### About this task
Where a line has odd spacing or punctuation, keep it; transcribe all the entries exactly.
====== Provided information ======
PR #78, opened 2021-03-02
Notifications

mbarrenechea:
### Overview

This PR adds:
- Toast Provider
- Toast Container
- Toast Component

You can always get the functions from the toasts by using the `useToasts` hook. 

### Testing instructions
- Try to signin wrong to see an error notification
- Try to edit a project name or scenario name


pablopareja (changes requested):
Changes proposed here: https://github.com/Vizzuality/marxan-cloud/pull/80

PR #85, opened 2021-03-03
[MARXAN-127] [MARXAN-125] edit users

hotzevzl:
### Overview

**Once ready for review, this PR will still need to be rebased on `develop` before merging**

This PR adds:

* updating user metadata
* updating a user's own password (if they can provide their current password for validation)

### Designs

N/A

### Testing instructions

See e2e tests.

### Feature relevant tickets

https://vizzuality.atlassian.net/browse/MARXAN-127
https://vizzuality.atlassian.net/browse/MARXAN-129

---

- [x] Update CHANGELOG file


aagm:
After doing pull from the branch thigs started to be unnestable, i did run the make tests and i had 
Test Suites: 3 failed, 3 passed, 6 total
Tests:       14 failed, 23 passed, 37 total

aagm (changes requested):
Maybe again this is because things have slipped in this pr that shouldn't but I got some inconsistencies in projects (`project/dto/create.project.dto.ts`) and user modules (`users/users.controller.ts`) and tests failed

hotzevzl:
@aagm all tests are passing now in my local env when running them *against a running API instance loaded with GADM and WDPA data * (`docker-compose exec api yarn test:e2e`).

Please note that when running tests against your local instance/db, the user bb@example.com is actually "soft-deleted", so you will need to run `update users set is_active = true, is_deleted = false, password_hash = crypt('bbuserpassword', gen_salt('bf')) where email = 'bb@example.com';` after running the docker compose command above or successive tests involving this user will fail.

When running them via `make test-e2e-api` the tests for countries fail, but I think this must have something to do with data being loaded during the setup phase of this make target.

I think this is as good as it can get for this PR - indeed the users tests were failing because I was firing requests to get a fresh JWT token before each individual test, but this would not work when changing the password for a second test user (`bb@example.com`). I'll check the countries test in a future PR.

hotzevzl:
merging as discussed off-band - the issue left is 4 tests failing (for `CountriesModule`) in the CI workflow, which I'll look at in a different PR.

PR #86, opened 2021-03-04
Update the Modal and add two prompt components

clementprdhomme:
### Overview

This PR updates the modal to use the [React Aria](https://react-spectrum.adobe.com/react-aria/index.html) library and adds two prompt components: `AlertPrompt` and `ConfirmationPrompt`.

<p align="center">
AlertPrompt saying someone else is already editing the scenario. The user can click ok or request access.
</p>

### Designs

- [`AlertPrompt`](https://www.figma.com/file/hq0BZNB9fzyFSbEUgQIHdK/Marxan-Visual_V02?node-id=2991%3A20046)
- [`ConfirmationPrompt`](https://www.figma.com/file/hq0BZNB9fzyFSbEUgQIHdK/Marxan-Visual_V02?node-id=2991%3A3921)

In the designs, the colour of the grey button is lighter, though the `Button` component only provides a darker shade of grey. I suppose the designers added this variant of the button after we implemented the component.

If you think it's necessary, I see no problem in adding a third variant (`tertiary`) and using it in the prompts.

### Testing instructions

You can test the components in Storybook.


mbarrenechea (commented):
I feel unnecessary the AlertPrompt component. As soon as you start adding these functions `onClickSecondaryAction`, what happens if we have a third one?. 
I think we should use directly a Modal with children. But it's my opinion.

Good job BTW.

app/components/alert-prompt/component.tsx
```diff
@@ -0,0 +1,105 @@
+import React from 'react';
+import classnames from 'classnames';
+
+import Modal, { ModalProps } from 'components/modal';
+import Button from 'components/button';
+import Icon, { IconProps } from 'components/icon';
+
+export interface AlertPromptProps {
```
pablopareja, line 8: Would you mind moving this interface definition to a `types.ts` file in the local folder?

app/components/alert-prompt/component.tsx
```diff
@@ -0,0 +1,105 @@
...
+  description?: string;
+  /**
+   * Whether the prompt is diplayed
+   */
+  open: ModalProps['open'],
+  /**
+   * Whether the user can close the prompt without having to accept nor refuse
+   */
+  dismissible?: ModalProps['dismissable'],
+  /**
```
pablopareja, line 25: Great to see the properties documented 👏 
We should do the same in all components from now on 💯

app/components/confirmation-prompt/component.tsx
```diff
@@ -0,0 +1,97 @@
+import React from 'react';
+import classnames from 'classnames';
+
+import Modal, { ModalProps } from 'components/modal';
+import Button from 'components/button';
+import Icon, { IconProps } from 'components/icon';
+
+export interface ConfirmationPromptProps {
```
pablopareja, line 8: Same thing about moving this to a `types.ts` file 🙏

pablopareja (changes requested):
I've added some minor code change requests to the code. Also, shouldn't we add an option to show a cancel/no button?
According to the current designs that's needed in some cases, for instance the modal to confirm the deletion of a project 👇 
image

Other than that, great work! 👏

clementprdhomme:
Well, if you have multiple alert prompts in the UI, you will need a component otherwise you'll duplicate code. I also don't believe there will more than two actions, but you're right, we never know.

I've removed the `AlertPrompt` component now.

clementprdhomme:
@pablopareja I moved the types as you suggested.

Regarding your general comment, I think you confused the `AlertPrompt` and `ConfirmationPrompt` components. The one you're looking for it `ConfirmationPrompt`. I deleted the other one anyway following Miguel's comment.

pablopareja (approved):

pablopareja:
Cool, thanks! 🙌 
Let's merge it 🔨

PR #87, opened 2021-03-05
Feature/data/output models

tamaramegan:
### Overview

The relevant notebooks to check are marxan_ouputs.ipynb and marxan_utils.ipynb. The marxan_ouputs notebook contains the validation models constructed for each of the output files (except for the sen.dat and log.dat).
======
### Solution for this exercise
PR #78, opened 2021-03-02
Notifications

mbarrenechea:
### Overview

This PR adds:
- Toast Provider
- Toast Container
- Toast Component

You can always get the functions from the toasts by using the `useToasts` hook. 

### Testing instructions
- Try to signin wrong to see an error notification
- Try to edit a project name or scenario name


pablopareja (changes requested):
Changes proposed here: https://github.com/Vizzuality/marxan-cloud/pull/80

PR #85, opened 2021-03-03
[MARXAN-127] [MARXAN-125] edit users

hotzevzl:
### Overview

**Once ready for review, this PR will still need to be rebased on `develop` before merging**

This PR adds:

* updating user metadata
* updating a user's own password (if they can provide their current password for validation)

### Designs

N/A

### Testing instructions

See e2e tests.

### Feature relevant tickets

https://vizzuality.atlassian.net/browse/MARXAN-127
https://vizzuality.atlassian.net/browse/MARXAN-129

---

- [x] Update CHANGELOG file


aagm:
After doing pull from the branch thigs started to be unnestable, i did run the make tests and i had 
Test Suites: 3 failed, 3 passed, 6 total
Tests:       14 failed, 23 passed, 37 total

aagm (changes requested):
Maybe again this is because things have slipped in this pr that shouldn't but I got some inconsistencies in projects (`project/dto/create.project.dto.ts`) and user modules (`users/users.controller.ts`) and tests failed

hotzevzl:
@aagm all tests are passing now in my local env when running them *against a running API instance loaded with GADM and WDPA data * (`docker-compose exec api yarn test:e2e`).

Please note that when running tests against your local instance/db, the user bb@example.com is actually "soft-deleted", so you will need to run `update users set is_active = true, is_deleted = false, password_hash = crypt('bbuserpassword', gen_salt('bf')) where email = 'bb@example.com';` after running the docker compose command above or successive tests involving this user will fail.

When running them via `make test-e2e-api` the tests for countries fail, but I think this must have something to do with data being loaded during the setup phase of this make target.

I think this is as good as it can get for this PR - indeed the users tests were failing because I was firing requests to get a fresh JWT token before each individual test, but this would not work when changing the password for a second test user (`bb@example.com`). I'll check the countries test in a future PR.

hotzevzl:
merging as discussed off-band - the issue left is 4 tests failing (for `CountriesModule`) in the CI workflow, which I'll look at in a different PR.

PR #86, opened 2021-03-04
Update the Modal and add two prompt components

clementprdhomme:
### Overview

This PR updates the modal to use the [React Aria](https://react-spectrum.adobe.com/react-aria/index.html) library and adds two prompt components: `AlertPrompt` and `ConfirmationPrompt`.

<p align="center">
AlertPrompt saying someone else is already editing the scenario. The user can click ok or request access.
</p>

### Designs

- [`AlertPrompt`](https://www.figma.com/file/hq0BZNB9fzyFSbEUgQIHdK/Marxan-Visual_V02?node-id=2991%3A20046)
- [`ConfirmationPrompt`](https://www.figma.com/file/hq0BZNB9fzyFSbEUgQIHdK/Marxan-Visual_V02?node-id=2991%3A3921)

In the designs, the colour of the grey button is lighter, though the `Button` component only provides a darker shade of grey. I suppose the designers added this variant of the button after we implemented the component.

If you think it's necessary, I see no problem in adding a third variant (`tertiary`) and using it in the prompts.

### Testing instructions

You can test the components in Storybook.


mbarrenechea (commented):
I feel unnecessary the AlertPrompt component. As soon as you start adding these functions `onClickSecondaryAction`, what happens if we have a third one?. 
I think we should use directly a Modal with children. But it's my opinion.

Good job BTW.

app/components/alert-prompt/component.tsx
```diff
@@ -0,0 +1,105 @@
+import React from 'react';
+import classnames from 'classnames';
+
+import Modal, { ModalProps } from 'components/modal';
+import Button from 'components/button';
+import Icon, { IconProps } from 'components/icon';
+
+export interface AlertPromptProps {
```
pablopareja, line 8: Would you mind moving this interface definition to a `types.ts` file in the local folder?

app/components/alert-prompt/component.tsx
```diff
@@ -0,0 +1,105 @@
...
+  description?: string;
+  /**
+   * Whether the prompt is diplayed
+   */
+  open: ModalProps['open'],
+  /**
+   * Whether the user can close the prompt without having to accept nor refuse
+   */
+  dismissible?: ModalProps['dismissable'],
+  /**
```
pablopareja, line 25: Great to see the properties documented 👏 
We should do the same in all components from now on 💯

app/components/confirmation-prompt/component.tsx
```diff
@@ -0,0 +1,97 @@
+import React from 'react';
+import classnames from 'classnames';
+
+import Modal, { ModalProps } from 'components/modal';
+import Button from 'components/button';
+import Icon, { IconProps } from 'components/icon';
+
+export interface ConfirmationPromptProps {
```
pablopareja, line 8: Same thing about moving this to a `types.ts` file 🙏

pablopareja (changes requested):
I've added some minor code change requests to the code. Also, shouldn't we add an option to show a cancel/no button?
According to the current designs that's needed in some cases, for instance the modal to confirm the deletion of a project 👇 
image

Other than that, great work! 👏

clementprdhomme:
Well, if you have multiple alert prompts in the UI, you will need a component otherwise you'll duplicate code. I also don't believe there will more than two actions, but you're right, we never know.

I've removed the `AlertPrompt` component now.

clementprdhomme:
@pablopareja I moved the types as you suggested.

Regarding your general comment, I think you confused the `AlertPrompt` and `ConfirmationPrompt` components. The one you're looking for it `ConfirmationPrompt`. I deleted the other one anyway following Miguel's comment.

pablopareja (approved):

pablopareja:
Cool, thanks! 🙌 
Let's merge it 🔨

PR #87, opened 2021-03-05
Feature/data/output models

tamaramegan:
### Overview

The relevant notebooks to check are marxan_ouputs.ipynb and marxan_utils.ipynb. The marxan_ouputs notebook contains the validation models constructed for each of the output files (except for the sen.dat and log.dat).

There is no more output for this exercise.